[Saved entries]
PR #304, opened 2015-09-03
Season switch

F3PiX:
This switch enables developers to easily change the season's phase, to work in date dependent settings.


app/controllers/orga/seasons_controller.rb
```diff
@@ -44,6 +46,22 @@ def destroy
...
+  def switch_phase
+    return unless Rails.env.development?
+    @season = current_season
+    case params[:option]
+    when 'Application'
+      @season.fake_application_phase
+    when 'CodingSummer'
+      @season.fake_coding_phase
+    when 'RealTime'
+      @season.back_to_reality
```
carpodaster: Would it work to just delete the season? A new season should be created automatically. New seasons start out with default values for the current year so that would remove the requirement of `Season#back_to_reality` entirely.

config/routes.rb
```diff
@@ -71,9 +71,13 @@
 
   namespace :orga do
     resources :teams
-    resources :seasons
+    resources :seasons do
+      member do
+      get :switch_phase
```
carpodaster: Indentation

app/views/orga/seasons/index.html.slim
```diff
@@ -27,3 +27,5 @@ table.table.table-striped.table-bordered.table-condensed
 br
 
 = link_to 'New Season', [:new, :orga, :season], class: 'btn btn-default'
+
+= render partial: 'orga/seasons/switch' if Rails.env.development?
```
carpodaster: Oh, better yet: `unless Rails.env.production?`

app/controllers/orga/seasons_controller.rb
```diff
@@ -44,6 +46,22 @@ def destroy
     redirect_to orga_seasons_path, notice: "Season #{@season.name} has been deleted."
   end
 
+  # In dev env only, this offers a setting to switch parts of season to open / close
+  # Application opens the link to the application form; CodingSummer opens the link to students/status_updates
+  def switch_phase
+    return unless Rails.env.development?
```
carpodaster: `return if Rails.env.production?`

app/views/orga/seasons/_switch.html.erb
```diff
@@ -0,0 +1,17 @@
...
+    <%= label_tag :option_CodingSummer, "Coding Summer" %>

+    <%= radio_button_tag :option, "RealTime" %>
+    <%= label_tag :option_RealTime, "Back to Real Time" %>
+

    <%= submit_tag("Switch phase") %>
+  <% end %>
+
+<p><%= " current_season set to #{params[:option]} " %><br>
```
carpodaster: Looks like remainders of some debugging output

app/views/orga/seasons/index.html.slim
F3PiX: Are you sure? Wouldn't that cause trouble in test env with the tests if somebody leaves the season setting in a time travelled phase?

F3PiX:
Yay! Now the form is submitted with :patch, with path_helper in place and helper_method gone ( @nathanvda ). And a redirect to avoid the 'missing template' ( @YorickPeterse ).

app/controllers/orga/seasons_controller.rb
F3PiX: I tried it. If I only change :back_to_reality to :destroy, the ux for the developers would require more work. I can look into that in the upcoming weeks, in between the sprints. Can you live with this as is? For now?

app/views/orga/seasons/_switch.html.erb
F3PiX: It wasn't meant for debugging, but as simple user action feedback. :-)  Already changed that into a nice flash notice. I left the season.inspect though.

marcgreenstock:
I really like this idea, however I wonder if there is a simpler implementation such as using [Timecop](https://github.com/travisjeffery/timecop) and an environment variable... something like this in an initializer maybe:

```Ruby
if ENV['SEASON'].present?
  Timecop.travel(DateTime.now.change(year: ENV['SEASON'].to_i))
end
```

You would then start up the dev environment with `SEASON=2018 rails s` and every object that extends off Time will think the year is 2018.

F3PiX:
My assignment by the coaches was: not to use Timecop :-)

marcgreenstock:
@F3PiX ahh cool, no drama's then. I'll review the code with the intended implementation then.

marcgreenstock:
I've looked at the code and it's good in my option, but I feel slightly uncomfortable about the functionality. It's introducing environment conditional functionality, this stuff is super hard to test and debug. e.g. something is broken in production but you simply can't reproduce it in development.

I understand the need, and I think it is very helpful. Perhaps you can chat with your coaches and relay my concerns.

On a final note, open source is a democracy, so if I'm alone in this opinion then just get a few more +1's on this and i'll merge. @carpodaster I know your super busy but wdyt?

app/views/orga/seasons/index.html.slim
carpodaster: The test env is exactly what I had in mind: checking for developement only would skip that portion during our tests, meaning you could literally place a `fail` statement in the template without noticing it running the specs.

Every test should run on a clean test DB. If we find the tests are randomly failing, we may have spotted an example leaking data and/or a problem with the database cleansing.

app/controllers/orga/seasons_controller.rb
carpodaster: Sure, we can roll with it for now. Can you add an `OPTIMIZE` comment to that line?

carpodaster:
@marcgreenstock Not super-busy, my internet died :(  I totally share your opinion about hard-coding environment-checks but I'd rather have something _not_ work in production than _only_ in production.

I like the idea of Timecop, but never used it other than for testing. Maybe this is something we can consider to refine it since it would allow us to really warp into another season whereas this PR changes the _current_ season to a different phase. The Timecop Season Warp™ would still require a phase switcher to get into the proper phase we would like to see ourselves in.

I'm +1 for a merge.

carpodaster:
As discussed with @F3PiX: merging this to allow our RGSoC to move along. @F3PiX Can you note the comments made and tackle them post-merge?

## Task description
Each line of the data above containing the string "into" is to be copied.

## Solution to this task
F3PiX: I tried it. If I only change :back_to_reality to :destroy, the ux for the developers would require more work. I can look into that in the upcoming weeks, in between the sprints. Can you live with this as is? For now?
F3PiX: It wasn't meant for debugging, but as simple user action feedback. :-)  Already changed that into a nice flash notice. I left the season.inspect though.
I like the idea of Timecop, but never used it other than for testing. Maybe this is something we can consider to refine it since it would allow us to really warp into another season whereas this PR changes the _current_ season to a different phase. The Timecop Season Warp™ would still require a phase switcher to get into the proper phase we would like to see ourselves in.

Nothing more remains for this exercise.